## Problem requirements
Go through each line of the records below and count those with the word "SettingsConfigDict"; give only the total.
** Opening Supplied records block **
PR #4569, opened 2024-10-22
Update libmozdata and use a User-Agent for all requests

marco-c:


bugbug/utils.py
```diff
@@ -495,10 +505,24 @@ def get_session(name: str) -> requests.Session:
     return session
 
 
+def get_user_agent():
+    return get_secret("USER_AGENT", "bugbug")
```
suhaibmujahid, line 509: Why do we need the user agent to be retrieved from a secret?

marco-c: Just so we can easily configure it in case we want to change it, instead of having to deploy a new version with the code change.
** Closing Supplied records block **
** Opening Supplied records block **
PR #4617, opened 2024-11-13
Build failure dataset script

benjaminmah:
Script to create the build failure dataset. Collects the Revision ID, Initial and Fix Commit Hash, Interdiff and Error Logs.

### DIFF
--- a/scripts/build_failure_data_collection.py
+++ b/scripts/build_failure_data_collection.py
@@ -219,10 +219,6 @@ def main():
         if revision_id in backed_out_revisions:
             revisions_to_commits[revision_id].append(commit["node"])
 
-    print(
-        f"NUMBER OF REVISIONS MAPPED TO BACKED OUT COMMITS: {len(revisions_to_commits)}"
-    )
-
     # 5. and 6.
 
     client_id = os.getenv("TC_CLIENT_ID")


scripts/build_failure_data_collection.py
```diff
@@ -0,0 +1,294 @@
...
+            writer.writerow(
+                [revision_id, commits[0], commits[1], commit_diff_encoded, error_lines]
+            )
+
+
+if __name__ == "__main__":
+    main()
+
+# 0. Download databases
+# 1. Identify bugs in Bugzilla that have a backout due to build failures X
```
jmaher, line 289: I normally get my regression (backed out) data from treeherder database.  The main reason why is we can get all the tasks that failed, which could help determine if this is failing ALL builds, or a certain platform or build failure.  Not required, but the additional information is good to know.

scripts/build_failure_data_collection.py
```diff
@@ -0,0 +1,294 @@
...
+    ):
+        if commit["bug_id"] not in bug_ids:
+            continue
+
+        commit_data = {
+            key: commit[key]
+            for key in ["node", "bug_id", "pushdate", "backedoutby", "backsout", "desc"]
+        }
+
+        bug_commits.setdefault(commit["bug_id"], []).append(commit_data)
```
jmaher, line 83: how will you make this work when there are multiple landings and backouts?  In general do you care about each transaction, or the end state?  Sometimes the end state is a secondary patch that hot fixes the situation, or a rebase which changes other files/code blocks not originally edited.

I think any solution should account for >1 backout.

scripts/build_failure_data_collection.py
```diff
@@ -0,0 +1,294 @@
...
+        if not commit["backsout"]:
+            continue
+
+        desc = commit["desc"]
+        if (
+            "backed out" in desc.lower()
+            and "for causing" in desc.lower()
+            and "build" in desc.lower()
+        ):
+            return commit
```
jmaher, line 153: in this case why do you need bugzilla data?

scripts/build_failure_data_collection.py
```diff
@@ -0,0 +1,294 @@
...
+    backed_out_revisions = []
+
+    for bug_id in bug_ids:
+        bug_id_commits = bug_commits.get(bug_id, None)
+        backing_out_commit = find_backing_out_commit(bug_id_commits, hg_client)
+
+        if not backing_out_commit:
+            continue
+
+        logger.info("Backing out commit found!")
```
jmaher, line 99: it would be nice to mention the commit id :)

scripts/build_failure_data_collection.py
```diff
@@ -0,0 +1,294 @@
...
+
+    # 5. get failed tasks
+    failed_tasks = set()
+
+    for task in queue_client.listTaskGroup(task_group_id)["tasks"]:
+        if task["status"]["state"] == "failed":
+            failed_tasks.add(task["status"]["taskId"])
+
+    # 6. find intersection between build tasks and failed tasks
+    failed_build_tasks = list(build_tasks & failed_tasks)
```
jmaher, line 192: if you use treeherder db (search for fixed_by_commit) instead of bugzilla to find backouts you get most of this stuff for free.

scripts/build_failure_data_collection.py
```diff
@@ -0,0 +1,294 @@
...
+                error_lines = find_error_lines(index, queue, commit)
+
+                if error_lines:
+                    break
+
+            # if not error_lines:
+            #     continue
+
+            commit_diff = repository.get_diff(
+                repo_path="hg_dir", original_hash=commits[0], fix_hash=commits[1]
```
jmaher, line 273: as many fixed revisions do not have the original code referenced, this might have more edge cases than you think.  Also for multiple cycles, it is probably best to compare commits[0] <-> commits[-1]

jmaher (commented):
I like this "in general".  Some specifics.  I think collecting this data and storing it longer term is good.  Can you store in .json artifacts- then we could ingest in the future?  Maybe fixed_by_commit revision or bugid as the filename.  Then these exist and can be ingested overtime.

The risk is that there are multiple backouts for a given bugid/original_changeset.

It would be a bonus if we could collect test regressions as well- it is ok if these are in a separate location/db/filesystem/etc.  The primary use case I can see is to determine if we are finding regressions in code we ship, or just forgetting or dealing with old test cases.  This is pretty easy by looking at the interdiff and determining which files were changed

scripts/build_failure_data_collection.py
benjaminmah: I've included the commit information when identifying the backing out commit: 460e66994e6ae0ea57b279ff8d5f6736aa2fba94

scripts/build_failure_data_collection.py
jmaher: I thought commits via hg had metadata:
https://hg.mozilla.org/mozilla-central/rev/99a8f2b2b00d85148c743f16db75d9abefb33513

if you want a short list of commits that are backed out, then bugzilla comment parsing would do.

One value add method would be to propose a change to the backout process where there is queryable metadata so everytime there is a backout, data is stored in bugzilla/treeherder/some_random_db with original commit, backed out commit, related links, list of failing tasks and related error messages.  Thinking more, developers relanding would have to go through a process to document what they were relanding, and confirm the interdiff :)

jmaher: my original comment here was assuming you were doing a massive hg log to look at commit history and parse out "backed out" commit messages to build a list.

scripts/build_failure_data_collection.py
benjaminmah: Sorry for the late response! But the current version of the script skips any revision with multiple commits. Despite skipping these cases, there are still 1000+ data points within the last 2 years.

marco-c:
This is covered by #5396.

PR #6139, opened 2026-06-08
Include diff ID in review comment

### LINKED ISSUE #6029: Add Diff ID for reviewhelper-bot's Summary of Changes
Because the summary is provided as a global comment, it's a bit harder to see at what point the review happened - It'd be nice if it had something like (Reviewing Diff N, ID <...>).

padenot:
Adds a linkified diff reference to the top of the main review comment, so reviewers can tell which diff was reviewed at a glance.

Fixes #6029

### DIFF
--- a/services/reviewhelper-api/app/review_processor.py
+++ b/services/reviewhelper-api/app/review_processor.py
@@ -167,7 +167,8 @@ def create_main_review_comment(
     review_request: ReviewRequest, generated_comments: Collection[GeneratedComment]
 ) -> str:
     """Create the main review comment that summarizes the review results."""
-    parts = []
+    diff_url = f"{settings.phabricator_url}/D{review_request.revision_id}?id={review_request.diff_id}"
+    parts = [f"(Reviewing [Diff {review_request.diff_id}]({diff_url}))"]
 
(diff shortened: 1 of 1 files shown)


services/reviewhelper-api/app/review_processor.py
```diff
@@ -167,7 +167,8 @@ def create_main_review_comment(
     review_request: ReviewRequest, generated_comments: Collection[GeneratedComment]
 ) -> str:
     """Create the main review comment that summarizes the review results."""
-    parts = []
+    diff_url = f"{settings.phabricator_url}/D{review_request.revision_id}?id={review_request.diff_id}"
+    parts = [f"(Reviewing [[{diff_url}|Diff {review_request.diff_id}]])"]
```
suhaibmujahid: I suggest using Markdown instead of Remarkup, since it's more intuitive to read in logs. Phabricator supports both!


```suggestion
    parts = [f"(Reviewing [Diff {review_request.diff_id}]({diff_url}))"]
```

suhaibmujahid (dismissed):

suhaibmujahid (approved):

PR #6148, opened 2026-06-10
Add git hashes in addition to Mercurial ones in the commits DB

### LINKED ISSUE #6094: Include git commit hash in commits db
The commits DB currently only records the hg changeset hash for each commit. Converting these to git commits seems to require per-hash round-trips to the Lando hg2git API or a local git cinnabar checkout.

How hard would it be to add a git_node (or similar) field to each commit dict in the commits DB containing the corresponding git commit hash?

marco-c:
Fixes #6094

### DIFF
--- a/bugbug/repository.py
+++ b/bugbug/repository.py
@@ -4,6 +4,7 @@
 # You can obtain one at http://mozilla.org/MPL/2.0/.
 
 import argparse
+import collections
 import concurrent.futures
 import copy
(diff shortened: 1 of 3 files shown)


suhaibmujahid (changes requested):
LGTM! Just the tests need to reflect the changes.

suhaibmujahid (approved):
** Closing Supplied records block **
** Opening Supplied records block **
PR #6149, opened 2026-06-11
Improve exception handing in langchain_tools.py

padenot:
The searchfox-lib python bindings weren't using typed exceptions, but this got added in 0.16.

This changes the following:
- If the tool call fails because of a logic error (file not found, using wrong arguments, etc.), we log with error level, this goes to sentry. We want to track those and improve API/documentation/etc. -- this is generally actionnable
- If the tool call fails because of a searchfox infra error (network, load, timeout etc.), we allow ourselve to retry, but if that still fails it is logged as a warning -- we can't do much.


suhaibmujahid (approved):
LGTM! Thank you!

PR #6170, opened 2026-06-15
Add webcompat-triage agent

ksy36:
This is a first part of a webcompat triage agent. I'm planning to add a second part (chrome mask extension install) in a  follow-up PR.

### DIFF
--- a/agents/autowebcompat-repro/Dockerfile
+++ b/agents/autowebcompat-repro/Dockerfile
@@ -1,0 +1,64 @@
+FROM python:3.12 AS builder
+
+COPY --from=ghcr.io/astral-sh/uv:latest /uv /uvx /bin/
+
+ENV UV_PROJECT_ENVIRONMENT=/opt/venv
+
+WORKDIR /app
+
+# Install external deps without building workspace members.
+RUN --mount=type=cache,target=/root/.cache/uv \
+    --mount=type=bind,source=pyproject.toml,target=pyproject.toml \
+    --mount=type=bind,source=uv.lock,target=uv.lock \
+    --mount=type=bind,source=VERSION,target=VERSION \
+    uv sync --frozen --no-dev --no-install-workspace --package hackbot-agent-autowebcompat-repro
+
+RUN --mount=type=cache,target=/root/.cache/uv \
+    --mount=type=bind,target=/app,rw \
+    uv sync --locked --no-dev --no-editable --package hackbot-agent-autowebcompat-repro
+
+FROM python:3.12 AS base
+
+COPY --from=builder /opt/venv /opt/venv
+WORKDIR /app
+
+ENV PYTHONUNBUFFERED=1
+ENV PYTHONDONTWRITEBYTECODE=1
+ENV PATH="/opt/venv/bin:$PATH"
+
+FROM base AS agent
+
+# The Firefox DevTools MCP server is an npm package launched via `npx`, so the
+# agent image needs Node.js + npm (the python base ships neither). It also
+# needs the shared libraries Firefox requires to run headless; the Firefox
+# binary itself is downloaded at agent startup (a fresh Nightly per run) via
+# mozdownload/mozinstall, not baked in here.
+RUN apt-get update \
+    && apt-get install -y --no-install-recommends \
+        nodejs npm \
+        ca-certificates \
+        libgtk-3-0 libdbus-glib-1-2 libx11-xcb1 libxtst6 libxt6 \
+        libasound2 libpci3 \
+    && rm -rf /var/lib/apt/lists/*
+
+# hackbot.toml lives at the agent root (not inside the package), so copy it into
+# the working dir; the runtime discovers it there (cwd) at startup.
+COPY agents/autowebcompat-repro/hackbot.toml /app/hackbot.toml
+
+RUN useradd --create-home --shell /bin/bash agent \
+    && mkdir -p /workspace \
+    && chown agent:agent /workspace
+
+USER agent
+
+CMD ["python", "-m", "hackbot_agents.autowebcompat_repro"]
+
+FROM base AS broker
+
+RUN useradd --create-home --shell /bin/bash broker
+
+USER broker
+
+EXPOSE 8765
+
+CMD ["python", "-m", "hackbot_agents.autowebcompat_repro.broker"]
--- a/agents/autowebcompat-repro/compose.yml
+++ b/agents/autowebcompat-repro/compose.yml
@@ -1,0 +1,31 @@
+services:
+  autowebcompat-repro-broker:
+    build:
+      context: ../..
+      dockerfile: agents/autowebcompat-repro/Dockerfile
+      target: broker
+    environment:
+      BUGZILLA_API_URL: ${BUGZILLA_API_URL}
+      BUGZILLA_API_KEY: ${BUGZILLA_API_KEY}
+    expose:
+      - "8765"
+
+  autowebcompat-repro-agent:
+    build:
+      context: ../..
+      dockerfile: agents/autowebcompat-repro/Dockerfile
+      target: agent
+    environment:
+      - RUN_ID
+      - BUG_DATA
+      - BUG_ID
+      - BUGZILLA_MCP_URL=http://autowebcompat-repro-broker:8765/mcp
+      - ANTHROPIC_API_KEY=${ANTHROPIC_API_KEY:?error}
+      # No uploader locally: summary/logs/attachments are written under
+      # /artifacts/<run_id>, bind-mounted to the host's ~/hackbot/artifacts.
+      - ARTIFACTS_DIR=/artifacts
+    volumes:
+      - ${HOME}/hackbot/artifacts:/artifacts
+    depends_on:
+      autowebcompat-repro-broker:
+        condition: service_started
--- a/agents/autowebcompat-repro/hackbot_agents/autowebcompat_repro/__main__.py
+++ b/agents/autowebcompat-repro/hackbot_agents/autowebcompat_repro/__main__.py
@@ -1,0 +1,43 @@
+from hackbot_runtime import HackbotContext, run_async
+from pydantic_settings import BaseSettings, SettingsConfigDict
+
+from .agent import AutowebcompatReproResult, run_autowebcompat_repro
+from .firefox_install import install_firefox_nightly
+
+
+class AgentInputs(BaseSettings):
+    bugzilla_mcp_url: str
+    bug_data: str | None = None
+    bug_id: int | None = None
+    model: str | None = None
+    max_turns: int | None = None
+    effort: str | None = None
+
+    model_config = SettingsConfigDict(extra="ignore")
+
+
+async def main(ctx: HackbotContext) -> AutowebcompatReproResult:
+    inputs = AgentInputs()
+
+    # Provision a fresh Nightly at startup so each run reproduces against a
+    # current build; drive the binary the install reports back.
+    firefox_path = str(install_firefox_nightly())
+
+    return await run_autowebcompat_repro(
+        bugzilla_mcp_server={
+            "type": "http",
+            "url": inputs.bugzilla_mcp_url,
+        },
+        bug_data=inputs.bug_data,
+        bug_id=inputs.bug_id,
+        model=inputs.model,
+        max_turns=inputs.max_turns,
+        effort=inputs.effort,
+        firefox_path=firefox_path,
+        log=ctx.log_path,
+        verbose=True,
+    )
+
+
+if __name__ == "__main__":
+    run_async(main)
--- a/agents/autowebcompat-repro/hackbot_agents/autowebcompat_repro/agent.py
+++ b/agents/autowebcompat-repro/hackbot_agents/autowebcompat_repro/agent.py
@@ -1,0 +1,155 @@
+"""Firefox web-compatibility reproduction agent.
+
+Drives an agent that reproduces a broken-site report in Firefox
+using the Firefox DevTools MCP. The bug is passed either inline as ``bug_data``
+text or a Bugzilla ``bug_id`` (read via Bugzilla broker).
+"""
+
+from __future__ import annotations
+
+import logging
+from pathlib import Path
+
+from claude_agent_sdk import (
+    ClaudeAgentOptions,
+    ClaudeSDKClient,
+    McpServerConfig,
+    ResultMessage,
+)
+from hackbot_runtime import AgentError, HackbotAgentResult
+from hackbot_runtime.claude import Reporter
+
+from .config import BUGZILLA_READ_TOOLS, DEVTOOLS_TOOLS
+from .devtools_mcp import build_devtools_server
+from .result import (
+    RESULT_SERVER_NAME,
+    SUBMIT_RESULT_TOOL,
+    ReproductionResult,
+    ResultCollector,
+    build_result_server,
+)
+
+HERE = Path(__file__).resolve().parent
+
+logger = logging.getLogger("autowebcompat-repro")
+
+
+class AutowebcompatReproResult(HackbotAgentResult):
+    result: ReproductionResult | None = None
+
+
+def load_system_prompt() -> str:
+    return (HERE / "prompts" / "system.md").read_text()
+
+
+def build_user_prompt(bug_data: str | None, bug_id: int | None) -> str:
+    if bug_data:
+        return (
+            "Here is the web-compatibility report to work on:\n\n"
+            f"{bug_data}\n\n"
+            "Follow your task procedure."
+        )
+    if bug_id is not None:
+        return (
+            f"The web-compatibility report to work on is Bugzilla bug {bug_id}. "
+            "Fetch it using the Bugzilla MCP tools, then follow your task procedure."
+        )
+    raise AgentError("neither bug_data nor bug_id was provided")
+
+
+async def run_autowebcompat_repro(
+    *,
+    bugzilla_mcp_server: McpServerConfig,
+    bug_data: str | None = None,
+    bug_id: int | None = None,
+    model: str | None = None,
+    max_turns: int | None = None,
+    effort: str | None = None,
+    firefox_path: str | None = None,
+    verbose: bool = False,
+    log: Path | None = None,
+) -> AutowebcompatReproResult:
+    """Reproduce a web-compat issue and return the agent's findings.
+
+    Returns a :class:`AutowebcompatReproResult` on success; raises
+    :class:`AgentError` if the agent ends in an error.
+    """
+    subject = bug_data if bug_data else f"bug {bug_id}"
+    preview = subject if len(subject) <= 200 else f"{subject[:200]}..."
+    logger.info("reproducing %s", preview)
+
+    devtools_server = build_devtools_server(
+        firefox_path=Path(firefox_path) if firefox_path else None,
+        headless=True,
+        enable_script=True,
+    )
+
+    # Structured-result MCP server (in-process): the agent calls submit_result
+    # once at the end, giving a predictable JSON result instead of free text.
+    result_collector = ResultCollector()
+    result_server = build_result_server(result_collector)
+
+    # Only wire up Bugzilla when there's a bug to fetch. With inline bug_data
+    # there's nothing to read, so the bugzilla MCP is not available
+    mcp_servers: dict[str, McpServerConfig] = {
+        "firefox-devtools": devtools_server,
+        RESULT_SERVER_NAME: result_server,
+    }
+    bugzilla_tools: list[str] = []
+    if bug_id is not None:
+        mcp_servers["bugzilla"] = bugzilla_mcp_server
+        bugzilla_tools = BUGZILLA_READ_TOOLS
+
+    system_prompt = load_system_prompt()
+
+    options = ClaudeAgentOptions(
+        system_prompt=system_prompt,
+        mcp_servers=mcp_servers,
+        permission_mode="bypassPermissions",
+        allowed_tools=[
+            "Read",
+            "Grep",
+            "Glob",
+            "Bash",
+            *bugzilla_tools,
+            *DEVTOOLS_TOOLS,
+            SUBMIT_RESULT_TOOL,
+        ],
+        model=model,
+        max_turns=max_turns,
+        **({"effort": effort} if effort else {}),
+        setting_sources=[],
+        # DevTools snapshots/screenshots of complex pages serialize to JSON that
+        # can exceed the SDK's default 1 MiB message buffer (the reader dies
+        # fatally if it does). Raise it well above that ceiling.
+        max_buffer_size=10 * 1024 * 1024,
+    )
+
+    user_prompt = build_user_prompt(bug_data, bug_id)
** Closing Supplied records block **
## Your response
2